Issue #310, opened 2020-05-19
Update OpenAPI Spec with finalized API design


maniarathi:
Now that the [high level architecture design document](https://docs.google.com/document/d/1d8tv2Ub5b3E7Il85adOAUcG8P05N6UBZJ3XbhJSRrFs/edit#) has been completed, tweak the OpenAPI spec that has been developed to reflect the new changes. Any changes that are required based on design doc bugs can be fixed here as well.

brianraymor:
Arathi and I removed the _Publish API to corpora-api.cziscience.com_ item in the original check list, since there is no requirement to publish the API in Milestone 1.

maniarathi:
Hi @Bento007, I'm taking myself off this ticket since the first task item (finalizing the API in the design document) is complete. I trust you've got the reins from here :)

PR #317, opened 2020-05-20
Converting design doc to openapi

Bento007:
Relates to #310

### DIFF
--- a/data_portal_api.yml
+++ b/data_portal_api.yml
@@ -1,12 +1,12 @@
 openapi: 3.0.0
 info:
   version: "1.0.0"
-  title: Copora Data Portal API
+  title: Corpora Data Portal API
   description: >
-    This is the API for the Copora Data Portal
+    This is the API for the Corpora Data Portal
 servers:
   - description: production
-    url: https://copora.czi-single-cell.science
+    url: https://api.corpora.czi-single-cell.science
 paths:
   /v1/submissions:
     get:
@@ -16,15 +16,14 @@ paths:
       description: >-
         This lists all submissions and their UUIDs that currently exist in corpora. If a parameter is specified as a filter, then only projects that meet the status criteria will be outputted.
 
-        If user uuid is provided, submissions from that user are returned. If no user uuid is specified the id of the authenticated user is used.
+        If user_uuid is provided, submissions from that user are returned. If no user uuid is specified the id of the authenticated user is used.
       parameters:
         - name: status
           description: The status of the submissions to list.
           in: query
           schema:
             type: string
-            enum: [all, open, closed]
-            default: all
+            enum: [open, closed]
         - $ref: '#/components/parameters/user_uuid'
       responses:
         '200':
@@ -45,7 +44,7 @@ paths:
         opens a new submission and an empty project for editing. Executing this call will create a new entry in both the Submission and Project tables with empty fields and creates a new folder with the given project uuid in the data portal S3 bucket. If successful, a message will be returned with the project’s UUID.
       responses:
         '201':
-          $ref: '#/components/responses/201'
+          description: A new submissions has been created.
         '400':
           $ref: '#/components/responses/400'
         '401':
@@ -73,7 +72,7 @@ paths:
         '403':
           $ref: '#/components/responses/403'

_ _ _ _ _ _ _

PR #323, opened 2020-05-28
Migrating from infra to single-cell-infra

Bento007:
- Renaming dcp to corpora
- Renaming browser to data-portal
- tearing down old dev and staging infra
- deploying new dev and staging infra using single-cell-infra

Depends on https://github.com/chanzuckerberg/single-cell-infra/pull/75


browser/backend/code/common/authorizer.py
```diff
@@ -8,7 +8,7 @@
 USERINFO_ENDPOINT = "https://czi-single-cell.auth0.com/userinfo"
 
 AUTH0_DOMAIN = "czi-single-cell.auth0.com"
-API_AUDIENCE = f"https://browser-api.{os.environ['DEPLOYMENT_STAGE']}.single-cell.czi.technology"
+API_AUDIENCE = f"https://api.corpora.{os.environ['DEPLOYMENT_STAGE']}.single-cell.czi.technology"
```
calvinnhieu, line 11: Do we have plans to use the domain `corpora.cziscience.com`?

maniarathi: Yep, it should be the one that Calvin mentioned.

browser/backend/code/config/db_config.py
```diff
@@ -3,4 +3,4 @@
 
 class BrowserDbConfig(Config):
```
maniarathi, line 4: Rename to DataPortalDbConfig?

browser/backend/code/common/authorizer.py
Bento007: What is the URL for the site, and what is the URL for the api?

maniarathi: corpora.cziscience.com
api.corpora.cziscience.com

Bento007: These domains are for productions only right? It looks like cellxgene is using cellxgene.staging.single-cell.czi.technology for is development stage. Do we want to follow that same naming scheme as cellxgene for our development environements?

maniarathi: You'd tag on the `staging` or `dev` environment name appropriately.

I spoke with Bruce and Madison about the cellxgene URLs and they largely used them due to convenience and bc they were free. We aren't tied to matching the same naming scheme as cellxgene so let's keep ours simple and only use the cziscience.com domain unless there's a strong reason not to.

_ _ _ _ _ _ _

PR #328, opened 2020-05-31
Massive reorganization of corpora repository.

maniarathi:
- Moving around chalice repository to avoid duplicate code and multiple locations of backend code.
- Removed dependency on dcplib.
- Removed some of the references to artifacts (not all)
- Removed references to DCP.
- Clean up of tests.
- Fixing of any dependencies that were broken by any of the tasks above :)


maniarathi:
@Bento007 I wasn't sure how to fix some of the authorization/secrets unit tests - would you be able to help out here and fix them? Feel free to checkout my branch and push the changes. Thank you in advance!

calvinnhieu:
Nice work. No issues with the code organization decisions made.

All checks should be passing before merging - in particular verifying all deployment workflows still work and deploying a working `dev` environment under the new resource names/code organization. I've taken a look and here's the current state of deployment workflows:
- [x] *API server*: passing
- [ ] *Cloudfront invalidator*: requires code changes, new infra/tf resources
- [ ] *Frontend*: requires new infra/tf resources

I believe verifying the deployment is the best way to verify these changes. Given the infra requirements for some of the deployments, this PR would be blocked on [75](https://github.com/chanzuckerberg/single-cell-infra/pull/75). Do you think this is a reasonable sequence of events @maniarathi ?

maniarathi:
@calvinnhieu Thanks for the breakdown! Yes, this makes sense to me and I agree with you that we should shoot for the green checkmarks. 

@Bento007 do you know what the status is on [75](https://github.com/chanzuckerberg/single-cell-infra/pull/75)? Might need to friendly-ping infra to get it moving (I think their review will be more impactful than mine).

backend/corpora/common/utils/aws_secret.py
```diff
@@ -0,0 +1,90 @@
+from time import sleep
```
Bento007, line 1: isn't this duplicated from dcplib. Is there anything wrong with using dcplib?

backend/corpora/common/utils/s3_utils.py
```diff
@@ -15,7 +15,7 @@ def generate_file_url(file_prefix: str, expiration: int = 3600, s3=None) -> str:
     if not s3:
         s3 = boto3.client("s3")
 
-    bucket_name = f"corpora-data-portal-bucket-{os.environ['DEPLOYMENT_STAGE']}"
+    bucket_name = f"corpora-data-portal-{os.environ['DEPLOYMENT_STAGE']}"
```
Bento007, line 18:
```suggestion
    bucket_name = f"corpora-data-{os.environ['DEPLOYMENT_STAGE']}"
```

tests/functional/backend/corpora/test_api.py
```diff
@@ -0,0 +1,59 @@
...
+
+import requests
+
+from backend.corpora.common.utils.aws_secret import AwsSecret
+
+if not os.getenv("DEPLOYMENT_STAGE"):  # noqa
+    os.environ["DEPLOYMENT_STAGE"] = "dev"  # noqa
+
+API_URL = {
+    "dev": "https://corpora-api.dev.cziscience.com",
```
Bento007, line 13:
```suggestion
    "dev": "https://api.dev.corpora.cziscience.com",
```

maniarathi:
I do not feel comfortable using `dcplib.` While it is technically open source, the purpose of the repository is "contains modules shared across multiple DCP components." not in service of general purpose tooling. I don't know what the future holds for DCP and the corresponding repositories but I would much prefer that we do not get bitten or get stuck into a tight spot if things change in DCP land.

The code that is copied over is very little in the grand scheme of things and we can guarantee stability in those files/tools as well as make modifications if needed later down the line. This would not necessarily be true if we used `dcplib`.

_ _ _ _ _ _ _

* Exercise
Show, from the entries above, every line that includes the string "utils".

* Written solution
backend/corpora/common/utils/aws_secret.py
backend/corpora/common/utils/s3_utils.py
+from backend.corpora.common.utils.aws_secret import AwsSecret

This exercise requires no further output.